Exploring Large Models for Time Series

Source

Core Claim

This THUML presentation frames large time-series models as an early-stage foundation-model direction where generalizability, task generality, scalability, and emergent interfaces are still much less mature than in language or vision models.

Curation Notes

Alex’s note: treat this primarily as a strong historical overview of the large-time-series-model landscape at the time of publication. Its value comes from the Tsinghua/THUML time-series research school being an active, capable group in the area; use it as a field map and perspective source before checking specific benchmark claims against primary papers.

Key Contributions

  • Surveys early native pretrained time-series models, including ForecastPFN, Lag-Llama, TimesFM, TimeGPT, MOIRAI, Chronos, MOMENT, and Timer.
  • Separates native time-series pretraining from large-language-model adaptation for time series, with AutoTimes used as the main THUML example of an LLM-based forecasting route.
  • Presents Timer as a task-general decoder-only time-series model built around UTSD, single-series sequence formatting, next-token prediction, and generative formulations for forecasting, imputation, and anomaly detection.
  • Emphasizes long-context forecasting and Timer-XL as a route toward larger context windows for time-series foundation models.
  • Introduces OpenLTM as a codebase for developing and evaluating large time-series model designs.

Method Notes

The source is a slide deck, not a full paper. It is useful as a curated THUML perspective on the early large-time-series-model landscape and as a guide to the group’s terminology, resources, and open problems.

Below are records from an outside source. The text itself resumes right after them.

PR #4, opened 2020-08-22
Added Website hosted on GH pages

DrMagPie:
Hi I thought that I would be cool if the FFFF would look like an original one :)
So I have restructured this repo and added website which is exact copy of Wube's blog page ( Hope that they don't mind ....)
take a look at [website](https://drmagpie.github.io/Alt-F4/).

For this to work you will need to enable GH pages in repository setting.
Rest should be pretty clear you can see updated blog post to find out how to add thumbnails, author info and forum links.


ClaudeMetz:
Hi there, love the effort! We already have a task-force on creating the website in the Discord (https://discord.gg/AsXAwyV), and there's sadly been some effort duplication it seems. If you could join us on there, we could work this out together?

PR #23, opened 2020-08-25
Crawlertron

LovelySanta:
crawlertron post, as mentioned before, including gfx


ClaudeMetz:
Alright I did my editing thing on this one. Overall, I think this post is really great, good mix of humor and technical stuff. I also removed some of the introduction because that ground will already be covered by the general introduction to the blog post.

I'm relatively new at this editing thing, so I'm trying to find the balance between making the whole thing flow better and keeping the original intention and character. I changed quite a few things, hopefully you're not too offended. I'm very particular about phrasing and such, so if I changed something, it doesn't mean it was wrong before, it just means I like the new version a tiny bit better, for some reason. If you think I murdered your precious baby, please let me know, I'm sure I won't always get that balance right.

If it's all good, @nicgarner can do his think and copy-edit this.

PR #24, opened 2020-08-26
Multiple Language Support

DrMagPie:
Hey 👋!

So here is multi-Lang Support.
You can see a running version [here](https://drmagpie.github.io)

Out-of-the-box Jekyll with GitHub Pages allows you to leverage a limited, white-listed, set of gems.
Due to that here is implemented GitHub Action, that will build a website on **every** push to `master`, and put it into `gh-pages` branch.

Might be better to switch trigger to some other branch like `release`

Also due to this change, we need to change Branch which is used by GitHub Pages. 
image


LovelySanta:
> Might be better to switch trigger to some other branch like `release`

It seems like master is the perfect branch for this, and rather add a `dev` branch for unreleased stuff

> Also due to this change, we need to change Branch which is used by GitHub Pages.
> image

I assign @ClaudeMetz for this. He can merge in this PR after changing over the released branch.

DrMagPie:
> It seems like master is the perfect branch for this, and rather add a dev branch for unreleased stuff

Well basically I meant not default brunch. as default brunch will receive submission PR's
And `master` usually is default Branch :)

LovelySanta:
> > It seems like master is the perfect branch for this, and rather add a dev branch for unreleased stuff
> 
> Well basically I meant not default brunch. as default brunch will receive submission PR's
> And `master` usually is default Branch :)

I can understand that... In that case we could make a release branch indeed. Can you reflect that in your workflow file then?

DrMagPie:
Let's see what @ClaudeMetz will say on this topic. before switching the branch.

PR #29, opened 2020-08-27
Added pull request template

DrMagPie:


DrMagPie:
@Conor12345 What do you think?
This way this check list will appear in front of us pretty much for every submission :)

Conor12345:
Looks good to me, may need to include SoundCloud example for embedding if anyone decides to use it, but I doubt it will happen so it's good as is for now.

DrMagPie:
Unfortunately it's not as easy to create similar embed for sound cloud... so in the end for user will be easier to add embed manually.

Conor12345:
Okay, fair enough. Looks all good to me then.

PR #38, opened 2020-09-02
Fix translation button being active causing navbar to increase in height

CanadaHonk:
(Not an article submission, styling / SCSS tweak.)


Conor12345 (approved):
Tested in local docker

PR #40, opened 2020-09-02
Add commas between fields in author HTML

CanadaHonk:


CanadaHonk:
Redoing to fix the base.

PR #41, opened 2020-09-02
Add commas between fields in author section

CanadaHonk:


Conor12345:
Tested to be working:
https://media.discordapp.net/attachments/746687101059203103/750698273194377246/unknown.png
https://media.discordapp.net/attachments/746687101059203103/750698511527444582/unknown.png

PR #51, opened 2020-09-03
Better media, Diagrams and Math

### LINKED ISSUE #36: Update submission guide with new media guidelines

DrMagPie:
- Improved media handling, no need to use custom includes
- Added Mermaid for Diagrams
- Added MathJax for math formulas

preview [here](https://drmagpie.github.io/YYYY-MM-DD-ALT-F4-X/)

### DIFF
--- a/Gemfile
+++ b/Gemfile
@@ -5,6 +5,7 @@ group :jekyll_plugins do
   gem "jekyll-paginate"
   gem "jekyll-seo-tag"
   gem "jekyll-polyglot"
+  gem "jekyll-spaceship"
 end
 
 # gem "minima", "~> 2.5"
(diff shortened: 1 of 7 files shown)


Conor12345:
This looks like a much better draft post with some helpful guidance now. Few questions:
Does this change any currently used embeds such as the youtube video in Alt-F4 1?
Does the PR template, readme or discord #instructions need updating with this new formating?
Would it be worth going back and updating previous posts to use the new media embedding standards or would this be a waste of time?

DrMagPie:
1. No it's fully backwards compatible. I did not touch our custom embeds.
1. I believe so. I need to take closer look at those instructions, to say exactly how much stuff needs updating. but as it is backwards compatible, info in PR template readme and #instructions is still accurate. So we just need to add info about additional  functionality.
1. There is no need to update previous posts. Might be only due to consistency reasons, but either way it will work the same way.

Conor12345 (approved):

CanadaHonk (approved):
Looks good.

PR #54, opened 2020-09-03
Designing Blueprints

ClaudeMetz:
### Author info
Name: gamebuster800


ClaudeMetz:
This submission is great, I really like it. Describes pretty much my exact process, in great detail. I asked the author to provide a screenshot or two, and an example blueprint. If he doesn't provide any, maybe someone will have to create those ourselves. It would really improve the submission imo.

PR #149, opened 2020-09-17
Realistic Fusion Weaponry

ClaudeMetz:
### Author info
Name: Romner
Suggested release date:


ClaudeMetz:
This does not have the media handled yet, because it is very big and we need to change it, I think yay is on that already. In the interest in getting this to the translators in time, we'll have to fix this afterwards.

justchen1369:
about the media: I think we need everything to be mp4 for the media to be a reasonable size (<10 MB).

Issue #225, opened 2024-09-29
Spark SQL Functions Coverage and Parity - CSV


shehabgamin:
- [x] from_csv
- [ ] schema_of_csv
- [ ] to_csv

rafafrdz:
@shehabgamin ey! Can I get this issue? 😄

shehabgamin:
> [@shehabgamin](https://github.com/shehabgamin) ey! Can I get this issue? 😄

@rafafrdz Done! Thank you so much!!

shehabgamin:
Hey @rafafrdz, just a quick note: Sail has been collaborating closely with DataFusion (cc @alamb, @andygrove) on a shared [datafusion-spark crate](https://github.com/apache/datafusion/tree/main/datafusion/spark), with a current focus on function support.

Would you be open to contributing your work to the `datafusion-spark` crate? My thought is to keep the implementation in both repositories for now, so Sail users can access new functions immediately without having to wait for the next DataFusion release. Once the new DataFusion version is out, we can remove the duplicate code from the Sail codebase.

Development might also be easier on the Sail side first, since we already have a comprehensive test suite for these functions and for testing Spark parity in general. The idea is that the function implementation and tests can then be copied over to DataFusion with minimal friction.

If it’s easier, I’m also happy to handle the upstream contribution myself. I just want to make sure you get full credit for your work. Let me know what you think!

rafafrdz:
Yes sure! I don't mind. In fact, I love the idea of collaborating with both in some way 😃

anarefolio:
Hi, I'd like to work on implementing to_csv, Can I get this issue?

PR #529, opened 2025-06-14
feat: add `from_csv` udf function

rafafrdz:
This PR introduces the implementation of the `from_csv` functionality, closely replicating Spark's `from_csv` capabilities. The function enables parsing CSV data into structured formats using a provided schema definition, leveraging Arrow’s efficient in-memory data representations.

Ref: [`from_csv` spark udf documentation](https://spark.apache.org/docs/latest/api/python/reference/pyspark.sql/api/pyspark.sql.functions.from_csv.html)

In this PR, we:

- [x] Add basic support for the `from_csv` Spark SQL function  
- [x] Add support for the `options` argument in the `from_csv` function  
- [x] Add test coverage 

Regarding the configurable options (as listed under [Data Source Option](https://spark.apache.org/docs/latest/sql-data-sources-csv.html#data-source-option) in the Spark documentation) for this UDF, the following are currently supported:

- [x] `sep` / `delimiter`  
- [x] `timestampFormat`
- [ ] Rest

Part of #225


rafafrdz:
Should we consider supporting the remaining `from_csv` options listed in the Spark documentation, or is the current subset sufficient for our needs?

rafafrdz:
BTW: I'm not very experienced with Rust, so any suggestions on best practices or improvements to the code style are more than welcome. I really appreciate any feedback that can help me write more idiomatic Rust 😄

crates/sail-spark-connect/tests/gold_data/function/csv.json
```diff
@@ -35,7 +35,127 @@
         }
       },
       "output": {
-        "failure": "not implemented: function: from_csv"
+        "success": "ok"
+      }
+    },
+    {
+      "input": {
+        "query": "SELECT from_csv('2015-08-26 00:00:00', 'time TIMESTAMP');",
```
linhr: Nice tests!

Could you move newly added test cases to `python/pysail/tests/spark/function/` and write those tests as Python doctests?

The JSON gold data files are autogenerated so manually added tests will be overridden if someone generates the test files from scratch.

You can see how this was done in a previous PR: #613.

crates/sail-plan/src/extension/function/csv/spark_from_csv.rs
```diff
@@ -0,0 +1,771 @@
...
+        // We cannot know the final DataType result without knowing the schema input args
+        Ok(DataType::Struct(Fields::empty()))
+    }
+
+    /// Determines the return type of the function based on the schema string and separator
+    fn return_field_from_args(&self, args: ReturnFieldArgs) -> Result<FieldRef> {
+        let ReturnFieldArgs {
+            scalar_arguments, ..
+        } = args;
+        let schema: &String = match scalar_arguments[1] {
```
linhr: `scalar_arguments[1]` will panic if the index is out of bound. So you may need to validate the length before this.

crates/sail-plan/src/extension/function/csv/spark_from_csv.rs
```diff
@@ -0,0 +1,771 @@
...
+            Some(ScalarValue::Utf8(Some(schema)))
+            | Some(ScalarValue::LargeUtf8(Some(schema)))
+            | Some(ScalarValue::Utf8View(Some(schema))) => Ok(schema),
+            _ => internal_err!("Expected UTF-8 schema string"),
+        }?;
+
+        let schema: Result<DataType> = parse_fields(schema).map(DataType::Struct);
```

For wiki synthesis, treat the deck’s benchmark claims as secondary pointers unless they are checked against the primary papers. Its most durable value is the interface framing: time-series foundation models need data infrastructure, scalable architectures, task-general adaptation, multivariate modeling, textual or exogenous context, and evaluation beyond single benchmark scores.

Evidence And Results

The deck reports Timer few-shot gains, imputation improvements, anomaly-detection results on UCR Anomaly Archive tasks, scaling gains from larger Timer variants, and zero-shot comparisons among several large time-series models. It also highlights long-context forecasting as a separate problem from ordinary long-horizon forecasting.

For LLM-based forecasting, the deck presents AutoTimes as a low-parameter adaptation method for decoder-only LLMs, with in-context forecasting and autoregressive generation as the target interface.

Limitations

  • Many figures and plots are only partially represented in extracted text, so the PDF should remain the source of truth for visual evidence.
  • Several results are presented as overview claims rather than fully specified experiments.
  • The deck itself says current large time-series models remain limited by conservative prediction objectives, single-series learning interfaces, weak use of multivariate correlations and domain knowledge, and unclear transfer behavior across applications.

Open Questions

  • Which claims from the deck should be promoted into topic-level synthesis after checking against the primary Timer, AutoTimes, Timer-XL, and OpenLTM sources?
  • Should OpenLTM and AutoTimes receive dedicated source or entity pages in this wiki?